Content starts

PR #4234, opened 2025-06-16
Add git metrics for cloning and scanning

dustin-decker:
### Description:
These metrics will give us some visibility into clone and scan success and failures. The clone failures are classified into several known categories which we can expand over time.

### Checklist:

### DIFF
--- a/pkg/sources/git/git.go
+++ b/pkg/sources/git/git.go
@@ -64,16 +64,13 @@ type Git struct {
 	jobID              sources.JobID
 	sourceMetadataFunc func(file, email, commit, timestamp, repository string, line int64) *source_metadatapb.MetaData
 	verify             bool
-	metrics            metrics
+	metrics            metricsCollector
 	concurrency        *semaphore.Weighted
 	skipBinaries       bool
 	skipArchives       bool
+	repoCommitsScanned uint64 // Atomic counter for commits scanned in the current repo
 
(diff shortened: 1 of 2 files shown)


pkg/sources/git/git.go
```diff
@@ -627,7 +647,9 @@ func (s *Git) ScanCommits(ctx context.Context, repo *git.Repository, path string
 		if fullHash != lastCommitHash {
 			depth++
 			lastCommitHash = fullHash
-			atomic.AddUint64(&s.metrics.commitsScanned, 1)
+			s.metrics.RecordCommitScanned()
+			// Increment repo-specific commit counter
+			atomic.AddUint64(&s.repoCommitsScanned, 1)
```
camgunz, line 652: Is it a big hassle to move `repoCommitsScanned` into `metricsCollector`? It's a better separation of concerns and harder to cause sync problems if `RecordCommitScanned` is responsible for incrementing it.

dustin-decker: I think it could be complicated because `metricsCollector` is a package level metrics collector for prometheus metrics across all git scans whereas  `repoCommitsScanned` is stored at the Source level, and is created for every individual repo scanned.

camgunz: Oooh ok 👍🏻

camgunz (approved):

PR #4244, opened 2025-06-17
Update AzureDevops scanner

Kiblyn11:
### Description:
I observed one limitation with the current azure devops scanner.
It works on scanning by projects and this missed a few valid tokens that were not on a specific project I believe (ones that are used to push deliverables to visual studio marketplace). I observed how DevOps PAT tokens are verified with CLI `npx vsce verify-pat -p $TOKEN` and came with this new verification method.
As I'm not sure how it impact existing detector I chose to keep both methods in this PR.

I also extended keywords to improve result detection (in particular vsce tokens)

### Checklist:


pkg/detectors/azuredevopspersonalaccesstoken/azuredevopspersonalaccesstoken.go
```diff
@@ -43,6 +42,27 @@ func (s Scanner) FromData(ctx context.Context, verify bool, data []byte) (result
 
 	for _, match := range matches {
 		resMatch := strings.TrimSpace(match[1])
+
```
kashifkhan0771, line 45: I’ve raised some concerns about this new approach with the internal team.

Kiblyn11: I wondered if this shouldn't be another detector at all, might be better choice

PR #4250, opened 2025-06-20
Fixed jira detector invalid domain issue

### LINKED ISSUE #4245: Add body check for Jira detector
Someone identified sometimes the Jira detector can get a 200 back, but the results are HTML or not valid.

We should add a body check to esnure the response matches the expected graphql response the verifier is looking for:

https://github.com/trufflesecurity/trufflehog/blob/main/pkg/detectors/jiratoken/v1/jiratoken.go#L138

kashifkhan0771:
### Description:
Fixes: #4245 
This PR adds a check for JIRA to decode the body in case of 200 OK response during verification to avoid invalid responses from the invalid domains.

### Checklist:

### DIFF
--- a/pkg/detectors/jiratoken/v1/jiratoken.go
+++ b/pkg/detectors/jiratoken/v1/jiratoken.go
@@ -4,6 +4,7 @@ import (
 	"bytes"
 	"context"
 	"encoding/json"
+	"errors"
 	"fmt"
 	"io"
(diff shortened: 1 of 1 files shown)


thiggy1342 (approved):
Thank you for the quick fix!

nabeelalam (approved):
LGTM

PR #4251, opened 2025-06-20
Added LangSmith API Key detector

kashifkhan0771:
### Description:
This PR adds a new detector for LangSmith API Keys

### Tests:
Screenshot from 2025-06-20 16-40-26

### Checklist:


nabeelalam (approved):
Awesome! Thanks @kashifkhan0771

pkg/detectors/langsmith/langsmith.go
```diff
@@ -0,0 +1,100 @@
...
+
+		if verify {
+			client := s.client
+			if client == nil {
+				client = defaultClient
+			}
+
+			isVerified, verificationErr := verifyMatch(ctx, client, apiKey)
+			s1.Verified = isVerified
+			s1.SetVerificationError(verificationErr, apiKey)
```
shahzadhaider1, line 58: Since the keys could be either a personal api token or service keys, how different could these keys be in terms of permissions/access? And is it worth storing this info in extra data?

shahzadhaider1 (approved):
LGTM. 
One non-blocking comment.

pkg/detectors/langsmith/langsmith.go
kashifkhan0771: There is no fine grain access for these keys.

PR #4252, opened 2025-06-20
Salesforce OAuth2 Detector

### LINKED ISSUE #4182: New Detector for Salesforce
## Description

Salesforce OAuth2 credentials including the consumer and secret key pair are used to authenticate and authorize applications that need access to Salesforce data. These credentials are part of a connected app, which allows external services to securely interact with Salesforce APIs. The consumer key acts as a unique identifier for the app, while the consumer secret is used to verify the app’s authenticity when requesting an access token. Additionally, refresh tokens play a crucial role in maintaining access without requiring users to log in repeatedly. When an access token expires, a refresh token allows the application to request a new access token without user intervention. This ensures seamless and uninterrupted access to Salesforce resources while enhancing security by limiting the lifespan of access tokens. The current Salesforce detector is only scanning for access tokens that have a short TTL by default, but it is not scanning for either the long live consumer/secret key pair or the refresh token that are utilized to generate the access token in the first place. The two secret types should be able to be mostly identified by the regex patterns below.

Refresh Token: 5aep861[a-zA-Z0-9._=]+

Consumer Key: 3MVG9[a-zA-Z0-9+/=_.]+ 
Secret Key: [A-Za-z0-9+/=_.]{64} OR [0-9]{19}

### Preferred Solution

Expand the current Salesforce detector to identify the three credential types that make up the Salesforce OAuth2 workflow. The provided patterns should make for a decent baseline on the expected match.

shahzadhaider1:
### Description:
This pull request introduces a new detector for Salesforce OAuth2 Client Credentials. This detector is designed to find and verify the sensitive Consumer Key and Consumer Secret pairs that applications use for server-to-server API authentication with Salesforce.

### Implementation Details

The detector was built with a focus on accuracy and robust verification:

* **Detection Strategy:** The detector identifies a potential finding by looking for a trio of components:
    1.  A Salesforce domain (`*.my.salesforce.com`)
    2.  A Consumer Key (prefixed with `3MVG`)
    3.  A 64-character hexadecimal Consumer Secret or a string of 19 numbers

It intelligently creates findings for all possible combinations of these three components found within a given data chunk.

* **API Verification:** A comprehensive verification function validates found credentials using the standard **OAuth 2.0 Client Credentials Flow**. This verifier is built to correctly distinguishing between:
    * A valid credential pair (`200 OK`).
    * A definitively invalid key or secret (`invalid_client`, `invalid_client_id`).
    * A potentially valid but misconfigured application (`invalid_grant`).

* **Comprehensive Testing:** The detector is supported by a full test suite to ensure reliability:
    * **Pattern Tests:** A dedicated suite validates the combinatorial detection logic against numerous positive and negative test cases offline.
    * **Integration Tests:** Live tests confirm the verification logic against the Salesforce API, including mocked tests for edge cases like network timeouts and unexpected server errors.

This new detector provides robust coverage for a critical and common type of Salesforce secret. Ready for review.

### Checklist:

salesforce-oauth2-detector-tests


kashifkhan0771 (approved):
LGTM 🚀

pkg/detectors/salesforceoauth2/salesforceoauth2.go
```diff
@@ -0,0 +1,165 @@
...
+
+	switch errorResponse.Error {
+	case "invalid_client_id", "invalid_client":
+		// This definitively means the key is invalid
+		// Or the key is valid but the secret is wrong.
+		return false, nil
+	case "invalid_grant":
+		// This can mean the secret is wrong OR the user isn't configured with the app secret.
+		// We'll treat it as a VerificationError because the key might be valid but misconfigured.
+		return false, fmt.Errorf("verification failed: %s", errorResponse.ErrorDescription)
```
nabeelalam, line 181: @shahzadhaider1 in the `invalid_grant` case, are the credentials meaningful? I'm scratching my head about whether we should treat this as a verification error

pkg/detectors/salesforceoauth2/salesforceoauth2.go
```diff
@@ -0,0 +1,165 @@
...
+
+	authURL := fmt.Sprintf("https://%s/services/oauth2/token", domain)
+	req, err := http.NewRequestWithContext(ctx, http.MethodPost, authURL, strings.NewReader(form.Encode()))
+	if err != nil {
+		return false, fmt.Errorf("failed to create request: %w", err)
+	}
+
+	req.Header.Set("Content-Type", "application/x-www-form-urlencoded")
+	resp, err := client.Do(req)
+	if err != nil {
```
nabeelalam, line 133: We should handle the case where the hostname cannot be resolved (due to an invalid domain)

nabeelalam (changes requested):

pkg/detectors/salesforceoauth2/salesforceoauth2.go
shahzadhaider1: That's a great question. The `invalid_grant` error is returned by the API when the Connected App is misconfigured in Salesforce (for example, a "Run As" user hasn't been assigned for the Client Credentials Flow) in two distinct scenarios:
1. The Consumer Key is valid, but the Consumer Secret is incorrect.
2. Both the Key and Secret are valid. 

So, to answer your question: when we receive an `invalid_grant` error, the credentials are potentially very meaningful. We know for certain that the Consumer Key is valid, but we can't distinguish between a bad secret and a configuration problem on the server.

Because of this ambiguity, treating it as a VerificationError is the safest and most accurate approach, in my opinion. It correctly tells our user, "We found a valid key, but the full credential couldn't be confirmed. The issue is either a bad secret OR a server-side setup problem."

pkg/detectors/salesforceoauth2/salesforceoauth2.go
shahzadhaider1: done

pkg/detectors/salesforceoauth2/salesforceoauth2.go
```diff
@@ -0,0 +1,185 @@
...
+				}
+
+				if verify {
+					isVerified, verificationErr := s.verifyMatch(ctx, s.getClient(), domain, key, secret)
+					s1.Verified = isVerified
+					if verificationErr != nil {
+						if errors.Is(verificationErr, errNoHost) {
+							invalidHosts.Set(domain, struct{}{})
+							continue
+						}
```
abmussani: If the host is invalid, all the combinations of key and secret should also be invalidate like [here](https://github.com/trufflesecurity/trufflehog/blob/8fb476f810a1eb1454aac4b749ff91e3097af6f5/pkg/detectors/azure_entra/refreshtoken/refreshtoken.go#L136).

shahzadhaider1: done

nabeelalam (approved):
Thanks @shahzadhaider1

PR #4836, opened 2026-03-25
[INS-407] Fixed AWS detector producing non deterministic output

MuneebUllahKhan222:
### Description:
When multiple AWS credentials are detected in a single file and verification is disabled, the output of the AWS detector becomes non-deterministic due to unordered processing.

Can be reproduced by creating a file with multiple AWS credentials and running this command
``` trufflehog --no-update --no-verification filesystem example-creds-file --json | jq -r .RawV2 ```

To address this, this PR introduces logic to generate and return all possible combinations of Access Key IDs and Secret Access Keys. This ensures that no potentially valid credential pair is missed during reporting.

When verification is enabled, the existing behaviour remains unchanged.

- verification OFF → all combinations
- verification ON → unchanged behaviour

### Checklist:

---

> [!NOTE]
> **Medium Risk**
> Changes secret-scanning output volume and the shared `CustomResultsCleaner` API; unverified multi-credential files may report more (including incorrect cross-pairs), while verified behavior stays the same.
> 
> **Overview**
> Fixes **non-deterministic AWS detector output** when a chunk has multiple access keys and secrets and scans run with **`--no-verification`**. AWS cleaners used to collapse results to one entry per access key ID even without verification, so which pair survived depended on map iteration order.
> 
> **`CleanResults` now takes `verificationEnabled`**, and the engine passes **`e.verify`** from `filterResults`. **`aws.CleanResults` is a no-op when verification is disabled**, so every ID×secret (and session-key) combination from detection is kept. With verification on, behavior is unchanged: at most one result per ID, preferring verified matches.
> 
> Access-key and session-key detectors delegate to the shared AWS helper; **`CustomResultsCleaner`** and default **`detectors.CleanResults`** signatures are updated for compatibility. Tests cover multi-credential inputs and engine filtering when a custom cleaner runs irrespective of config but verification is off.
> 
> <sup>Reviewed by [Cursor Bugbot](https://cursor.com/bugbot) for commit 801c1b8cd283543b9cb7834c5d68c1e64dd8ef7f. Bugbot is set up for automated code reviews on this repo. Configure [here](https://www.cursor.com/dashboard/bugbot).</sup>


camgunz (commented):
I'd prefer it if disabling verification **only** disabled verification and didn't opt the user into lots of other non-verification-related code paths. So like, ideally we'd just sort the result list before returning it, even though it's more computationally intensive. So, mostly I just wonder if we can do that instead.

MuneebUllahKhan222:
> I'd prefer it if disabling verification **only** disabled verification and didn't opt the user into lots of other non-verification-related code paths. So like, ideally we'd just sort the result list before returning it, even though it's more computationally intensive. So, mostly I just wonder if we can do that instead.

We can definitely do that but at the expense of not reporting a legit combination of secret that should/could have been reported. If you are ok with that trade-off I can change the logic.

camgunz (approved):

mustansir14 (approved):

Content ends

## [WHAT YOU ARE ASKED TO DO]
Out of the listing above, reproduce exactly the lines from the one with "A potentially valid" up to and including the one with "salesforce-oauth2-detector-tests".

## [ANSWER BELOW]
    * A potentially valid but misconfigured application (`invalid_grant`).

* **Comprehensive Testing:** The detector is supported by a full test suite to ensure reliability:
    * **Pattern Tests:** A dedicated suite validates the combinatorial detection logic against numerous positive and negative test cases offline.
    * **Integration Tests:** Live tests confirm the verification logic against the Salesforce API, including mocked tests for edge cases like network timeouts and unexpected server errors.

This new detector provides robust coverage for a critical and common type of Salesforce secret. Ready for review.

### Checklist:

salesforce-oauth2-detector-tests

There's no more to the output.